YOUR INSTRUCTIONS —
Copy exactly, please, each line of the data below until the line that contains "match r with" has been copied, beginning at the top.

RECORDS TO PROCESS —
PR #142, opened 2022-08-30
firewall rule: remove DNS rule (was only needed in Qubes 3)

### LINKED ISSUE #63: Remove DNS rule?
In Qubes 3, AppVMs were configured to send DNS traffic to the firewall, which redirected it to sys-net. In Qubes 4 it looks like AppVMs are configured to use `10.139.1.{1,2}` as their nameservers and an iptables rule in the NAT table of sys-net redirects it. Do we still need the DNS redirection rule in mirage-firewall?

Strangely, on my system I can do DNS lookups on any IP at all and it works. e.g. `nslookup www.google.com 200.123.123.123` works, even in sys-net. I don't know what is doing that.

hannesm:
//cc @palainp would you mind to try this out?

fixes #63

### DIFF
--- a/client_net.ml
+++ b/client_net.ml
@@ -59,7 +59,7 @@ let input_arp ~fixed_arp ~iface request =
       iface#writev `ARP (fun b -> Arp_packet.encode_into response b; Arp_packet.size)
 
 (** Handle an IPv4 packet from the client. *)
-let input_ipv4 get_ts cache ~iface ~router dns_client packet =
+let input_ipv4 get_ts cache ~iface ~router dns_client dns_servers packet =
   let cache', r = Nat_packet.of_ipv4_packet !cache ~now:(get_ts ()) packet in
   cache := cache';
   match r with
@@ -70,7 +70,7 @@ let input_ipv4 get_ts cache ~iface ~router dns_client packet =
   | Ok (Some packet) ->
     let `IPv4 (ip, _) = packet in
     let src = ip.Ipv4_packet.src in
-    if src = iface#other_ip then Firewall.ipv4_from_client dns_client router ~src:iface packet
+    if src = iface#other_ip then Firewall.ipv4_from_client dns_client dns_servers router ~src:iface packet
     else (
       Log.warn (fun f -> f "Incorrect source IP %a in IP packet from %a (dropping)"
                    Ipaddr.V4.pp src Ipaddr.V4.pp iface#other_ip);
@@ -78,7 +78,7 @@ let input_ipv4 get_ts cache ~iface ~router dns_client packet =
     )
 
 (** Connect to a new client's interface and listen for incoming frames and firewall rule changes. *)
-let add_vif get_ts { Dao.ClientVif.domid; device_id } dns_client ~client_ip ~router ~cleanup_tasks qubesDB =
+let add_vif get_ts { Dao.ClientVif.domid; device_id } dns_client dns_servers ~client_ip ~router ~cleanup_tasks qubesDB =
   Netback.make ~domid ~device_id >>= fun backend ->
   Log.info (fun f -> f "Client %d (IP: %s) ready" domid (Ipaddr.V4.to_string client_ip));
   ClientEth.connect backend >>= fun eth ->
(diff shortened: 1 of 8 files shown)


hannesm:
hmm, I'm even more curious that rules.ml still has some default_dns_servers hardcoded -- is this and the special dns rule still a thing with Qubes 4.x?

palainp:
This is compiling and running fine (with docker the sha256 is `1855cb82fce272d93c43ecf06d175ae82e07c309855fe8cd5fdd6313a7f54a0f`).

I managed to run a speedtest and this was ok (the bandwidth is still less than a linux sys-firewall, around 60%, the cpu seems to be a possible bottleneck, I have to investigate that later).

The IPs (`10.139.1.1` and `10.139.1.2`) are those provided by Qubes and seems to be translated to the next AppVM in the network chain:
```
$ cat /etc/resolv.conf 
nameserver 10.139.1.1
nameserver 10.139.1.2
```
I'm not sure if we can get them automatically in `uplink.ml`?

palainp:
Thinking back, and as the fw shouldn't have to resolve something, I tried to remove that part of the code:
```
diff --git a/rules.ml b/rules.ml
index f72d6c0..541d621 100644
--- a/rules.ml
+++ b/rules.ml
@@ -10,12 +10,6 @@ module Q = Pf_qubes.Parse_qubes
 let src = Logs.Src.create "rules" ~doc:"Firewall rules"
 module Log = (val Logs.src_log src : Logs.LOG)
 
-(* the upstream NetVM will redirect TCP and UDP port 53 traffic with
-   these destination IPs to its upstream nameserver. *)
-let default_dns_servers = [
-  Ipaddr.V4.of_string_exn "10.139.1.1";
-  Ipaddr.V4.of_string_exn "10.139.1.2";
-]
 let dns_port = 53
 
 module Classifier = struct
@@ -26,14 +20,6 @@ module Classifier = struct
 
   let matches_proto rule packet = match rule.Q.proto, rule.Q.specialtarget with
     | None, None -> true
-    | None, Some `dns when List.mem packet.ipv4_header.Ipv4_packet.dst default_dns_servers -> begin
-      (* specialtarget=dns applies only to the specialtarget destination IPs, and
-         specialtarget=dns is also implicitly tcp/udp port 53 *)
-      match packet.transport_header with
-        | `TCP header -> header.Tcp.Tcp_packet.dst_port = dns_port
-        | `UDP header -> header.Udp_packet.dst_port = dns_port
-        | _ -> false
-      end
    (* DNS rules can only match traffic headed to the specialtarget hosts, so any other destination
    isn't a match for DNS rules *)
     | None, Some `dns -> false
```
and it still works (but probably needs a bit more testing to make sure you don't miss any corner cases).

hannesm:
Thanks @palainp. So from my understanding, the specialtarget `` `dns `` should match for dns packets:
(a) in doa.ml (read_network_config) we extract the `/qubes-primary-dns` already (but there's eventually a `/qubes-secondary-dns`?)
(b) we should use these value instead of `Rules.default_dns_servers` to check..

Certainly the entire `` `dns `` can be removed -- especially if you don't have any special firewall rules for `` `dns `` in your setup. But the semantics in the qubes firewall ruleset is likely that it should respect the QubesDB values.

hannesm:
I added a commit here which removes the hardcoded IPv4 addresses, and uses those from QubesDB (read once at startup). Could you give this a try, @palainp?

palainp:
It compiles and starts like before, but I somehow got:
```
[2022-09-07 17:11:30] Raised at Netchannel__Frontend.Make.write.(fun) in file "duniverse/mirage-net-xen/lib/frontend.ml", line 377, characters 16-24
[2022-09-07 17:11:30] Called from Lwt.Resolution_loop.handle_with_async_exception_hook in file "duniverse/lwt/src/core/lwt.ml", line 1144, characters 8-11
[2022-09-07 17:11:30] Solo5: solo5_exit(2) called
```
Not sure if that is related, but I never got that. I try to reproduce.

hannesm:
hmm, strange...

palainp:
It's certainly not related (see another appearance of `Netif failure` https://github.com/mirage/qubes-mirage-firewall/issues/120#issuecomment-932711576 ). I can't reproduce it and it works as before now.
It's ok for me to be merged!

hannesm:
merged as part of #149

WRITTEN RESPONSE —
PR #142, opened 2022-08-30
firewall rule: remove DNS rule (was only needed in Qubes 3)

### LINKED ISSUE #63: Remove DNS rule?
In Qubes 3, AppVMs were configured to send DNS traffic to the firewall, which redirected it to sys-net. In Qubes 4 it looks like AppVMs are configured to use `10.139.1.{1,2}` as their nameservers and an iptables rule in the NAT table of sys-net redirects it. Do we still need the DNS redirection rule in mirage-firewall?

Strangely, on my system I can do DNS lookups on any IP at all and it works. e.g. `nslookup www.google.com 200.123.123.123` works, even in sys-net. I don't know what is doing that.

hannesm:
//cc @palainp would you mind to try this out?

fixes #63

### DIFF
--- a/client_net.ml
+++ b/client_net.ml
@@ -59,7 +59,7 @@ let input_arp ~fixed_arp ~iface request =
       iface#writev `ARP (fun b -> Arp_packet.encode_into response b; Arp_packet.size)
 
 (** Handle an IPv4 packet from the client. *)
-let input_ipv4 get_ts cache ~iface ~router dns_client packet =
+let input_ipv4 get_ts cache ~iface ~router dns_client dns_servers packet =
   let cache', r = Nat_packet.of_ipv4_packet !cache ~now:(get_ts ()) packet in
   cache := cache';
   match r with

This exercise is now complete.